PROBLEM REQUIREMENTS » Repeat the data exactly as it appears.

EXERCISE DATA START

PR #189, opened 2019-06-14
migration: remove cleaning non-profile config files from jffs system

pmelange:
The removal of non-profile config files breaks the ability to configure any remaining and as yet untouched configurations.  The result of trying to modify one of the config files removed in the /overlay filesystem results in ```uci: I/O error```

EXERCISE DATA END

OUTPUT FOR THIS TASK »
PR #189, opened 2019-06-14
migration: remove cleaning non-profile config files from jffs system

pmelange:
The removal of non-profile config files breaks the ability to configure any remaining and as yet untouched configurations.  The result of trying to modify one of the config files removed in the /overlay filesystem results in ```uci: I/O error```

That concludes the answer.